## PROMPT
Print this span of the material below exactly: the line with "I’m not personally", the line with "I started from", and every line between them, but nothing else.
*** Opening of RECORDS SHOWN ***
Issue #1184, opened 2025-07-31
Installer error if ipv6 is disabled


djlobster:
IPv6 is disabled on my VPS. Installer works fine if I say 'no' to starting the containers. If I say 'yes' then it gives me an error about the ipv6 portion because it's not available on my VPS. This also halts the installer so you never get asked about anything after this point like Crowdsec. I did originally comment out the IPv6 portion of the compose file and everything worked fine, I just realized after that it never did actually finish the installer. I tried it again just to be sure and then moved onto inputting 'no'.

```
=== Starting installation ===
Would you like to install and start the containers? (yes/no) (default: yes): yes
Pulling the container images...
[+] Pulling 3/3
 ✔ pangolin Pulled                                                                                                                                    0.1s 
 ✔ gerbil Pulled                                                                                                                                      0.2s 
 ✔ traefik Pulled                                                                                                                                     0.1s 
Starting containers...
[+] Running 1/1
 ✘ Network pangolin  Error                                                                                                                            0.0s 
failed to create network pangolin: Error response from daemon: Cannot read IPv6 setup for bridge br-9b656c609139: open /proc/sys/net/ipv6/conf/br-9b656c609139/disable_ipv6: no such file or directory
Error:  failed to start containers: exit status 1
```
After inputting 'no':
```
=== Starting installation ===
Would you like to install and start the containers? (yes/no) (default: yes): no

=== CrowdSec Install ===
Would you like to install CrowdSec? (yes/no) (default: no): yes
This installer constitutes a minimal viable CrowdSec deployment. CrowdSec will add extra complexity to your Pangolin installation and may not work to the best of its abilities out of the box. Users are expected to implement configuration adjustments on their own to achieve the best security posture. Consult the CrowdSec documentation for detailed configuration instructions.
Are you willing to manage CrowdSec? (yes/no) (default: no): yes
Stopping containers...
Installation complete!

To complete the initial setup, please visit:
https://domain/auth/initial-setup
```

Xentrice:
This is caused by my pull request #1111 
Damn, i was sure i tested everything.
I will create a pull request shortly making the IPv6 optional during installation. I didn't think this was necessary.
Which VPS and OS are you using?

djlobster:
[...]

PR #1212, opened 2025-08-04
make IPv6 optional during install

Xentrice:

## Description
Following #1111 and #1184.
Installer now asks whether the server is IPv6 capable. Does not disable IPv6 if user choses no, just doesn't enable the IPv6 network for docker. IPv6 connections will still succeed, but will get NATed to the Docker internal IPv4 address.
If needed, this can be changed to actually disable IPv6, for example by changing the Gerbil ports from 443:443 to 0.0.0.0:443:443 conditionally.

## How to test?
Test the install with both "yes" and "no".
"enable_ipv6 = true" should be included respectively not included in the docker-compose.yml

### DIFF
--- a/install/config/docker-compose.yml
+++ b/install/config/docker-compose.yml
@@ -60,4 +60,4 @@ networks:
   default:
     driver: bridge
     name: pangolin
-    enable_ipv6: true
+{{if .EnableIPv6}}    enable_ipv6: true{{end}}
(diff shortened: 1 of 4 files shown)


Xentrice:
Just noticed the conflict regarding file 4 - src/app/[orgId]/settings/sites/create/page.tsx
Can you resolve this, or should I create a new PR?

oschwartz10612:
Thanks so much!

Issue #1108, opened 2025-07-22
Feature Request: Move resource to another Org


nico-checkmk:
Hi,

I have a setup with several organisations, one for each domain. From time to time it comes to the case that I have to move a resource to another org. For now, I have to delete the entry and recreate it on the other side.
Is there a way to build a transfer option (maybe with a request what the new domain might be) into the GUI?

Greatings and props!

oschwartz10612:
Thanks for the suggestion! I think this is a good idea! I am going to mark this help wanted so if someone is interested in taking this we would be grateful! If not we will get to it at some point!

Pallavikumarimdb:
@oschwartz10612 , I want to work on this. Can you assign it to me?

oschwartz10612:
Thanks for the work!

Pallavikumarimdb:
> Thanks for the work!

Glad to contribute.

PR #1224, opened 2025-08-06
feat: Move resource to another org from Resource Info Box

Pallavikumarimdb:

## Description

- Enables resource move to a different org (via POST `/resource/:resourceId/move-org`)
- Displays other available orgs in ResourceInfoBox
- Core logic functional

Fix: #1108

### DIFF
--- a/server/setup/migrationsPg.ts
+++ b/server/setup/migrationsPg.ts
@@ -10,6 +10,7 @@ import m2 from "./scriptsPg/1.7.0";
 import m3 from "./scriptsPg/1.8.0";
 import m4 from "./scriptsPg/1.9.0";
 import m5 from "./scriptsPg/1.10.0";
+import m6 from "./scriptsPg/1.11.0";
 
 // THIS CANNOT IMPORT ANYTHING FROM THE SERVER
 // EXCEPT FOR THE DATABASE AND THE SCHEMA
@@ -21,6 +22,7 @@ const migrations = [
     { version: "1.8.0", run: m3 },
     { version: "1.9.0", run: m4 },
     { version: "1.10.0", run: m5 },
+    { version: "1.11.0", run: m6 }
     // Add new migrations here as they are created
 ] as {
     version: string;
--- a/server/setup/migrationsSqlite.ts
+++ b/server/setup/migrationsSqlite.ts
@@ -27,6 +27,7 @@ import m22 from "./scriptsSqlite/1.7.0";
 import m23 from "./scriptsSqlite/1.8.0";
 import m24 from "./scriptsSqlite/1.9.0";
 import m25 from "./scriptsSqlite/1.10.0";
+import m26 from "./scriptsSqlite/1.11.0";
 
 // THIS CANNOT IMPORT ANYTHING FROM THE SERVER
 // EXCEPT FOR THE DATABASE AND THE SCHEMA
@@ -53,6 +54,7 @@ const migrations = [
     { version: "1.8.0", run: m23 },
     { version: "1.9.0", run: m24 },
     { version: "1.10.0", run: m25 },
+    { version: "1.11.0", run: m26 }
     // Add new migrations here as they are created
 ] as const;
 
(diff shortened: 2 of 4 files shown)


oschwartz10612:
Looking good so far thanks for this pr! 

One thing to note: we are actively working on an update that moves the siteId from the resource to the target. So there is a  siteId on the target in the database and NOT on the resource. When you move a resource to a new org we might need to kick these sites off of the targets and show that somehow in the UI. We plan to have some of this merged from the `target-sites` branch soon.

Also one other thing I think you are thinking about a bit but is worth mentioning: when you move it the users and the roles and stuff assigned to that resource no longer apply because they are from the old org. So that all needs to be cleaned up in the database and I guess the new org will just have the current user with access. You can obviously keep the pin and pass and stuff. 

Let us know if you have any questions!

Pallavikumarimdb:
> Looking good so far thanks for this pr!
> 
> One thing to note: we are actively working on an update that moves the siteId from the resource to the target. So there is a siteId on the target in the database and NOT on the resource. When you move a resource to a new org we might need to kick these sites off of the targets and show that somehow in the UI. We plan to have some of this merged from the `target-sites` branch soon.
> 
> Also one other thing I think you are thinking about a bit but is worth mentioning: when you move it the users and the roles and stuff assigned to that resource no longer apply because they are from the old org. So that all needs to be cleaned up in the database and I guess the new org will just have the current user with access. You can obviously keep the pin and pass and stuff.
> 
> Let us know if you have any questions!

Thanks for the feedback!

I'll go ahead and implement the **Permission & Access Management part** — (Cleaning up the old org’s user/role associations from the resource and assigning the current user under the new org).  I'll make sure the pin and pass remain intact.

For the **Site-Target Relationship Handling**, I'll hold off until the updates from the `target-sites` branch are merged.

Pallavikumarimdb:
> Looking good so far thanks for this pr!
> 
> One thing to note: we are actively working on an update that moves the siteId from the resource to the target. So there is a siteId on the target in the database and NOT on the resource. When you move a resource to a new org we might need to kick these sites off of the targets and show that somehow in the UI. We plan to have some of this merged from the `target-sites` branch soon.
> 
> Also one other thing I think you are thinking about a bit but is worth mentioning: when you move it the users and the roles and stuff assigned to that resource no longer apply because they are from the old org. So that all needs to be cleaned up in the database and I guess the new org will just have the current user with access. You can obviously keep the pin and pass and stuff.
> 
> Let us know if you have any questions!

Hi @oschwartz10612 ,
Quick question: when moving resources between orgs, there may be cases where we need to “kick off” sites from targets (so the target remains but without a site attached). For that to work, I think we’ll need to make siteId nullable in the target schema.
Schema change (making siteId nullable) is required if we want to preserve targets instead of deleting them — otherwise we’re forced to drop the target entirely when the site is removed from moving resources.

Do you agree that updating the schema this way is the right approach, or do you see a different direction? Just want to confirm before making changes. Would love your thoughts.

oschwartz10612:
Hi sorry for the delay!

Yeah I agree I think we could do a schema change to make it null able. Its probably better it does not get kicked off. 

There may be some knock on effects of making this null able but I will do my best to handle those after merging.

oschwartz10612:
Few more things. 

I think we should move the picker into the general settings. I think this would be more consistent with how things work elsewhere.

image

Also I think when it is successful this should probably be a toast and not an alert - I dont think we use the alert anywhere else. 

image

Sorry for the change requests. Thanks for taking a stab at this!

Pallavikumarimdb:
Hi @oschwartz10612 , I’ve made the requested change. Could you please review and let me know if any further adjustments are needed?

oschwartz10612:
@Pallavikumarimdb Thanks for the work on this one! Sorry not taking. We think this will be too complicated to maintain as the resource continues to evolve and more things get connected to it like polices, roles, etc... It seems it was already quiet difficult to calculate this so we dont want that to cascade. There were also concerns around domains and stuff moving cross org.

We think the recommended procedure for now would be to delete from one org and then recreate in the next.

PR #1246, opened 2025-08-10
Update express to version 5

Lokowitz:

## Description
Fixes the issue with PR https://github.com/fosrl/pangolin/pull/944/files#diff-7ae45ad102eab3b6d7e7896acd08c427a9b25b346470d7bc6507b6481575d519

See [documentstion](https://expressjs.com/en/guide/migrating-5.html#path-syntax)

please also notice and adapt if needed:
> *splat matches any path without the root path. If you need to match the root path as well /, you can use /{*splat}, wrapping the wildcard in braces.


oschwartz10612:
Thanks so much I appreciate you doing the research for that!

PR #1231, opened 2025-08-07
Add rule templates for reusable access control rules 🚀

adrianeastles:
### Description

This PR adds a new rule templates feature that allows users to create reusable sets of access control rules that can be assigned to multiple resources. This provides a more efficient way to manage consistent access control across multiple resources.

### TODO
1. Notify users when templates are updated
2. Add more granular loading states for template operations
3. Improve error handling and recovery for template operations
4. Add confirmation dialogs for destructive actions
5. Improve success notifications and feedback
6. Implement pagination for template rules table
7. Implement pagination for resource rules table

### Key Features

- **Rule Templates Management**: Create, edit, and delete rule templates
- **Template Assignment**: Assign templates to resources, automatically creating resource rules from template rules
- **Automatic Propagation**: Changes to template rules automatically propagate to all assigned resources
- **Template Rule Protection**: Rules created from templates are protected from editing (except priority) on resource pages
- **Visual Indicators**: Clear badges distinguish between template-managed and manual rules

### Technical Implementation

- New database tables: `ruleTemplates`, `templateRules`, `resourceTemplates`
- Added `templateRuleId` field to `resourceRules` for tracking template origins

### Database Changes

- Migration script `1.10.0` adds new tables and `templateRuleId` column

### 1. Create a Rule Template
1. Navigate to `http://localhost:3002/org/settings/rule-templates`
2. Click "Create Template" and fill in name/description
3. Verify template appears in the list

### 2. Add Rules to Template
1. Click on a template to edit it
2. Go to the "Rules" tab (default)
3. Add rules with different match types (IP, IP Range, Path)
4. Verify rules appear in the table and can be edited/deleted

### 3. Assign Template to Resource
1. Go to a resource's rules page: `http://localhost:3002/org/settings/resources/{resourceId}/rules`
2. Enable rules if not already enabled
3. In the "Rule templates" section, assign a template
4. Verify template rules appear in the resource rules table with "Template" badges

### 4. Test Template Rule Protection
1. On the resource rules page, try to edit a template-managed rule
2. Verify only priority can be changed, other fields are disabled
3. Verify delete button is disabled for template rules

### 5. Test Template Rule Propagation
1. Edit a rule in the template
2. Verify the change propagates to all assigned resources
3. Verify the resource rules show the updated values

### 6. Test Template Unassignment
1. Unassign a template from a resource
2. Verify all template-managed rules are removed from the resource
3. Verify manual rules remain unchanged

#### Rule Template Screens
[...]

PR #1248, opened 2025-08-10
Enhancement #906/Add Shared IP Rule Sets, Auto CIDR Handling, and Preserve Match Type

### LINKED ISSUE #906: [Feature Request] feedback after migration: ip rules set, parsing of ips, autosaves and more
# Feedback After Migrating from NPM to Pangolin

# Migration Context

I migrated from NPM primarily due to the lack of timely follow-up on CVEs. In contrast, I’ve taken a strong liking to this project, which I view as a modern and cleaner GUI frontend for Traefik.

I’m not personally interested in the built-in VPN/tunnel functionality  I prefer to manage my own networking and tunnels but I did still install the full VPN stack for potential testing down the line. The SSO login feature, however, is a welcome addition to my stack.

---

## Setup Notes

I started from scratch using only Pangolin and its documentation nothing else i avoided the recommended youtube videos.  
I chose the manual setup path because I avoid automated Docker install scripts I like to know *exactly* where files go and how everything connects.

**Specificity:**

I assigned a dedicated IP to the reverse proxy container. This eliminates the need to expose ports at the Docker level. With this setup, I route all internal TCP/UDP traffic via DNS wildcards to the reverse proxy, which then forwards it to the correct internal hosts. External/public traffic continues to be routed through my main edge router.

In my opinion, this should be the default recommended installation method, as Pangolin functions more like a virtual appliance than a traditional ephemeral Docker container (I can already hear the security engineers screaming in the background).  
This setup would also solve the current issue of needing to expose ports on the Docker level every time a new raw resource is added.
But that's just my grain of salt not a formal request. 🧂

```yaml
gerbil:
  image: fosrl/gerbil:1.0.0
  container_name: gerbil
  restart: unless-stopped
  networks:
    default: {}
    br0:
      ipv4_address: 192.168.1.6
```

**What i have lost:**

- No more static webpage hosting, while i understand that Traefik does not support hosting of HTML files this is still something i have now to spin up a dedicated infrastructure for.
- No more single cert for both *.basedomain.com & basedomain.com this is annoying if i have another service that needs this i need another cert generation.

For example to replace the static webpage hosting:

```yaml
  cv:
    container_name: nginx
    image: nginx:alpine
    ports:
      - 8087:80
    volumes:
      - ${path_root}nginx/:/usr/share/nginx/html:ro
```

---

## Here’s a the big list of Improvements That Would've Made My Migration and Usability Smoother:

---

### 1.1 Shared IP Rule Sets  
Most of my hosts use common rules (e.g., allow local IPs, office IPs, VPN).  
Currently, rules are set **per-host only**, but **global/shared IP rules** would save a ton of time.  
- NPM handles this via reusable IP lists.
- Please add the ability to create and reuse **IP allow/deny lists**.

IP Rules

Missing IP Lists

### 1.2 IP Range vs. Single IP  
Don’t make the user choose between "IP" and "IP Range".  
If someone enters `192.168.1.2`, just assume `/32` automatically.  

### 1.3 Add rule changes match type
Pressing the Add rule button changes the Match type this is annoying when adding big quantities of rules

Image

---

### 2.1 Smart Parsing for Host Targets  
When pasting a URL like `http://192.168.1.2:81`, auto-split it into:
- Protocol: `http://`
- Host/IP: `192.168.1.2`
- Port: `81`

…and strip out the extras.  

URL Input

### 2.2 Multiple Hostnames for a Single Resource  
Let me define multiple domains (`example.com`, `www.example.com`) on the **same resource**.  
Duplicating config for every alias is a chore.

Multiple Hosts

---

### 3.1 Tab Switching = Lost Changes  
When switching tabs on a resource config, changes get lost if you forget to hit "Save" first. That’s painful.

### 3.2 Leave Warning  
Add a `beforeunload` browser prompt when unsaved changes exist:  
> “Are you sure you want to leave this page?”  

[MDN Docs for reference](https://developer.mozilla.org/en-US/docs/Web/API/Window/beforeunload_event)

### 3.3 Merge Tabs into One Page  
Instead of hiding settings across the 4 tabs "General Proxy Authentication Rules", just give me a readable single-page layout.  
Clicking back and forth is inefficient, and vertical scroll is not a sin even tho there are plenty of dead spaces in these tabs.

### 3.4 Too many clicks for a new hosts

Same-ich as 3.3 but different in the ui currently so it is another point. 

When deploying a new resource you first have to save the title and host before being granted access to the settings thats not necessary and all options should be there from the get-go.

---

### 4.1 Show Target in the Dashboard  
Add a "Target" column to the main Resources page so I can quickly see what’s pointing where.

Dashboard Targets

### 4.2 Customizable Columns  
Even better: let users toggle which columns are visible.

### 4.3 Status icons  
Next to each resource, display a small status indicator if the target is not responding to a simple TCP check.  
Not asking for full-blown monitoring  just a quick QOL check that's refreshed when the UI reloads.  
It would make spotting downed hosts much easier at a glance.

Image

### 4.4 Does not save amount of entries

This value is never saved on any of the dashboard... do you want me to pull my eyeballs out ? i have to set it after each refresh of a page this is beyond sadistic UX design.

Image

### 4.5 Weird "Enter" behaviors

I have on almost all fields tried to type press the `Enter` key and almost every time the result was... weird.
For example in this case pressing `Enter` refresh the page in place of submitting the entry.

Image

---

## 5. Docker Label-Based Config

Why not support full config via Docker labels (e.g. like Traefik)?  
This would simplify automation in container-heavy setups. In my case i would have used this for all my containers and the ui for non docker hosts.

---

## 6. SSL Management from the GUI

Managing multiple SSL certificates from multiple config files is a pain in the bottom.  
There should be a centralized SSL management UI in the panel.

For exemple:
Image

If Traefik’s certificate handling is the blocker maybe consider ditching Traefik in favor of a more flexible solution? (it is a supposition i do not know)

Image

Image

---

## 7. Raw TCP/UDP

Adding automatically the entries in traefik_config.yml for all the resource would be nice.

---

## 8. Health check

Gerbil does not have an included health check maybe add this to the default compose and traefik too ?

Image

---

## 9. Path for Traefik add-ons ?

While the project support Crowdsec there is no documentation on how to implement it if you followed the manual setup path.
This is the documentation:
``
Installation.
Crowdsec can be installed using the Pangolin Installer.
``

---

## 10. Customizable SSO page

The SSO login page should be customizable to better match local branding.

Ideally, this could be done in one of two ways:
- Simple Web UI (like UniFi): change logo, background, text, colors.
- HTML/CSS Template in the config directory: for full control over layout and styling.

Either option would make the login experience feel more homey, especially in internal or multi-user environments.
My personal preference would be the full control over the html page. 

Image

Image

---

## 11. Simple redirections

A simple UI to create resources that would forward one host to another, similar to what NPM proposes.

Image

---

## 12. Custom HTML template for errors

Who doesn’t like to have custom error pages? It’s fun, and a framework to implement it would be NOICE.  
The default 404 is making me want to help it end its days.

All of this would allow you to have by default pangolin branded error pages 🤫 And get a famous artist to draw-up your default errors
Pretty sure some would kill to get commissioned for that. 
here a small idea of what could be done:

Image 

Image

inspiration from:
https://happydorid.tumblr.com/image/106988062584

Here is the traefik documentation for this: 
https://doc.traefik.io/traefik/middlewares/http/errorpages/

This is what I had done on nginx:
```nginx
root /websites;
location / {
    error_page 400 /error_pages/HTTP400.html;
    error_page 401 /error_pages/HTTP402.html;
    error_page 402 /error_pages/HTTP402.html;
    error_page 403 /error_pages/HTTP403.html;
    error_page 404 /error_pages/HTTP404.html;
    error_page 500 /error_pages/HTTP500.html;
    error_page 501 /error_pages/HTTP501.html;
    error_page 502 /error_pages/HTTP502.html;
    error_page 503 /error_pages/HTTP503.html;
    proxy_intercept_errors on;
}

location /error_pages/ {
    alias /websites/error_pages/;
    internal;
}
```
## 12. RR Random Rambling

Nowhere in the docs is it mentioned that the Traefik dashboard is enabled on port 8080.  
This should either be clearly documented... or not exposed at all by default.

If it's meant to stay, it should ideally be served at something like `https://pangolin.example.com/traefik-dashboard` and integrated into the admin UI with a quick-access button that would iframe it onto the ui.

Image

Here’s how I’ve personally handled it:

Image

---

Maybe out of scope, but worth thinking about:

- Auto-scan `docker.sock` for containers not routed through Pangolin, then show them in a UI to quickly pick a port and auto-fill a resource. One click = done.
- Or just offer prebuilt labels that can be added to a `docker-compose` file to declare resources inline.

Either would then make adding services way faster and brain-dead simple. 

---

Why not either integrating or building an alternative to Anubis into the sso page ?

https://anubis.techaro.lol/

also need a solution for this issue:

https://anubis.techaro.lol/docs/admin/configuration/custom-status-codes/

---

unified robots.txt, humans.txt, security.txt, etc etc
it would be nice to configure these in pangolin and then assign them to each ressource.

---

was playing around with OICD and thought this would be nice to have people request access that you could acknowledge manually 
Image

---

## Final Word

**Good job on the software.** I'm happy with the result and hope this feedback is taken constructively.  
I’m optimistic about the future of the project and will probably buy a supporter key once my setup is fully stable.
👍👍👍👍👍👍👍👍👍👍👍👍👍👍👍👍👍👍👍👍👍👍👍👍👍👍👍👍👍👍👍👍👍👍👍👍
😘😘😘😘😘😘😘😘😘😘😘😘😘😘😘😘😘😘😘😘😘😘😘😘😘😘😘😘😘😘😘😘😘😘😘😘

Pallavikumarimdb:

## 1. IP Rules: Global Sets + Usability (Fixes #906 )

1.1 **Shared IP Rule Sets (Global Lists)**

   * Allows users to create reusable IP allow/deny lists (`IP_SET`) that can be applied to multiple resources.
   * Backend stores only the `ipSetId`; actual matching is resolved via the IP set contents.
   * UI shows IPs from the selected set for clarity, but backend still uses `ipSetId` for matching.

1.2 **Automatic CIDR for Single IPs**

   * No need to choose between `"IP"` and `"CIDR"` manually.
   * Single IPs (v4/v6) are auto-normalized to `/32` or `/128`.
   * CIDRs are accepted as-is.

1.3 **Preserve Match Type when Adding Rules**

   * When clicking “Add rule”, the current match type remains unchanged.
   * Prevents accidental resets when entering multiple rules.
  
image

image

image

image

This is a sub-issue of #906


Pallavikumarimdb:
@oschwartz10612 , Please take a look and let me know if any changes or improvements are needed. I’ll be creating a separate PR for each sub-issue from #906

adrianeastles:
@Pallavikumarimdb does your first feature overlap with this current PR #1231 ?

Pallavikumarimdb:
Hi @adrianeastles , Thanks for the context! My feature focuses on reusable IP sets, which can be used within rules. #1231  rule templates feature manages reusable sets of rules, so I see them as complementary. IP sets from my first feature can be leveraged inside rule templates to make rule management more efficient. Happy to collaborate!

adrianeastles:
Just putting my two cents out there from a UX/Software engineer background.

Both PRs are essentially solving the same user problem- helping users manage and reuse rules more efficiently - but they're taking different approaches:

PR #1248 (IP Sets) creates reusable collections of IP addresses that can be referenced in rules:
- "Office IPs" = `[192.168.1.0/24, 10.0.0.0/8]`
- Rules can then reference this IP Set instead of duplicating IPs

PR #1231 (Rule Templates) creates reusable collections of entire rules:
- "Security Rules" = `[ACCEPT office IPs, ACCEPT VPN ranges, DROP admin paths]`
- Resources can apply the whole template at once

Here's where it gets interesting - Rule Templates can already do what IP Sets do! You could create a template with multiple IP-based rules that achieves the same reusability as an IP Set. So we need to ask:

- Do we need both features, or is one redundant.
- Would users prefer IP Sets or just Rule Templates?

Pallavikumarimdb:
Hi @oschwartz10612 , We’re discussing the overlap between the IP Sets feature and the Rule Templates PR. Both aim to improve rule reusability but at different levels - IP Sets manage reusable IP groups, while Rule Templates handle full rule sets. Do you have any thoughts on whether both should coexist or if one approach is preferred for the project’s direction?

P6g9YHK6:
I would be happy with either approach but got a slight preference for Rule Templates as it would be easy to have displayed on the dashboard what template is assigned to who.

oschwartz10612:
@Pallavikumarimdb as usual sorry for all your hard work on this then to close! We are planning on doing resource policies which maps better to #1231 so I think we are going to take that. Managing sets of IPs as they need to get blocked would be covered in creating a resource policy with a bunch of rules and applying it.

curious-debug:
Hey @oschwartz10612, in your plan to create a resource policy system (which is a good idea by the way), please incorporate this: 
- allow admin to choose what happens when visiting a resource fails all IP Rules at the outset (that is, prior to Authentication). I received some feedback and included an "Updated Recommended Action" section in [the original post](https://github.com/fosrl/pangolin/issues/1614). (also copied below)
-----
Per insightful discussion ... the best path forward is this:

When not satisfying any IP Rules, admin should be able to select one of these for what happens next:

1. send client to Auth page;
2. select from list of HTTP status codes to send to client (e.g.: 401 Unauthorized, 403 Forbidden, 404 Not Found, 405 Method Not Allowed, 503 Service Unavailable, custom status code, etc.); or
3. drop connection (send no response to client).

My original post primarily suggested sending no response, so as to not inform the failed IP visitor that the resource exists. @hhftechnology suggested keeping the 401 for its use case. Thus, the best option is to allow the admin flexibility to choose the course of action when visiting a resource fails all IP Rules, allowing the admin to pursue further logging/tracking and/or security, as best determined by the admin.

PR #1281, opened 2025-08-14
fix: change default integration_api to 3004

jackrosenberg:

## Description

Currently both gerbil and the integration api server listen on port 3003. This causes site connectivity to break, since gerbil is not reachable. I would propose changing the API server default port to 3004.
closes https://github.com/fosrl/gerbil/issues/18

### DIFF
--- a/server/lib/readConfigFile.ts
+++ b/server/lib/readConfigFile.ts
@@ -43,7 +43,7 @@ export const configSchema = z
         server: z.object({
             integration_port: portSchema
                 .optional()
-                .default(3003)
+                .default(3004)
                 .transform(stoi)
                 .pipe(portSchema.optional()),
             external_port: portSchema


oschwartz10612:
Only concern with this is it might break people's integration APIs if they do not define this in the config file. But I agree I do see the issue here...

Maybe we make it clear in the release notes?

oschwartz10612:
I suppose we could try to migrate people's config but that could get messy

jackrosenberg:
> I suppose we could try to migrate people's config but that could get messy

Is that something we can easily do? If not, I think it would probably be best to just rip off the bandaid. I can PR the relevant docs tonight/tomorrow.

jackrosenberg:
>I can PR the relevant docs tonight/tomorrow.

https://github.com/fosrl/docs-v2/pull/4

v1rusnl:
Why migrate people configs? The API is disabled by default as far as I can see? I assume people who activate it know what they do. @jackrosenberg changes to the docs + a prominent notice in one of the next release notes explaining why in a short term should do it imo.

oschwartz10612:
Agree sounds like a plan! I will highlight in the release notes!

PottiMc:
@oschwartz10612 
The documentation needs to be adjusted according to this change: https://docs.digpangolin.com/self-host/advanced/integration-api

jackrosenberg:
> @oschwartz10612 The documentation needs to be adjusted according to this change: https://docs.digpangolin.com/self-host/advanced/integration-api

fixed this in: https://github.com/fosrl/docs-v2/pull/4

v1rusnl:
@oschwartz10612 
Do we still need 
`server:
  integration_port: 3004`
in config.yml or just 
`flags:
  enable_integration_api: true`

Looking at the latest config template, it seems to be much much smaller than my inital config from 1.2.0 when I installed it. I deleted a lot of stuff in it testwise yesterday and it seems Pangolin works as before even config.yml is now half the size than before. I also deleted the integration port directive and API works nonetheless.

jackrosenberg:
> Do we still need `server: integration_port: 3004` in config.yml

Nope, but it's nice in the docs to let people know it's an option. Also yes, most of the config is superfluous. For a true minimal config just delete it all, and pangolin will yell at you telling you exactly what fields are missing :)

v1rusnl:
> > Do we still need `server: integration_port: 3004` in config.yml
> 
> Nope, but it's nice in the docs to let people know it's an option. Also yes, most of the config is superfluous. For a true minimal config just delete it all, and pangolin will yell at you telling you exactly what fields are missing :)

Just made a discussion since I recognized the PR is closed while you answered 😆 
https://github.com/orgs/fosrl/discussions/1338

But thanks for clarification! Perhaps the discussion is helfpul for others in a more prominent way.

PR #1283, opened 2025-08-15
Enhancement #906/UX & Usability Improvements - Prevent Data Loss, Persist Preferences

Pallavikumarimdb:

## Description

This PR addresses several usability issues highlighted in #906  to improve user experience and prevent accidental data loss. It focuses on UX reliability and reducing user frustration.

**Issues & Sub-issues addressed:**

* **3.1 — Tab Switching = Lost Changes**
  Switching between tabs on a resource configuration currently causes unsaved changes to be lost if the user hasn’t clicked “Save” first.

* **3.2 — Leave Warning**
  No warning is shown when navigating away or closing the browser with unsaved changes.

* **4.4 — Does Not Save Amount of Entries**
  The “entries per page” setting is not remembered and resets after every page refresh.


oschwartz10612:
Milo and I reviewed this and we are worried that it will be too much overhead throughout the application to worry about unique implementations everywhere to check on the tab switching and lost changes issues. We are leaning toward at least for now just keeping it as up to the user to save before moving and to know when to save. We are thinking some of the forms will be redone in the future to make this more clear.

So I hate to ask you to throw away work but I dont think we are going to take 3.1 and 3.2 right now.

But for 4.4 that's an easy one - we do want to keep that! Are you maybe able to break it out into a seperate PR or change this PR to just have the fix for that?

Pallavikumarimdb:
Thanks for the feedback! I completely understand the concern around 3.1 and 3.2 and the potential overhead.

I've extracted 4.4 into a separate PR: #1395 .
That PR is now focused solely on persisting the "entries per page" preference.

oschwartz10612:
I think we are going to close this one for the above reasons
*** Close of RECORDS SHOWN ***
## TASK OUTPUT
I’m not personally interested in the built-in VPN/tunnel functionality  I prefer to manage my own networking and tunnels but I did still install the full VPN stack for potential testing down the line. The SSO login feature, however, is a welcome addition to my stack.

---

## Setup Notes

I started from scratch using only Pangolin and its documentation nothing else i avoided the recommended youtube videos.  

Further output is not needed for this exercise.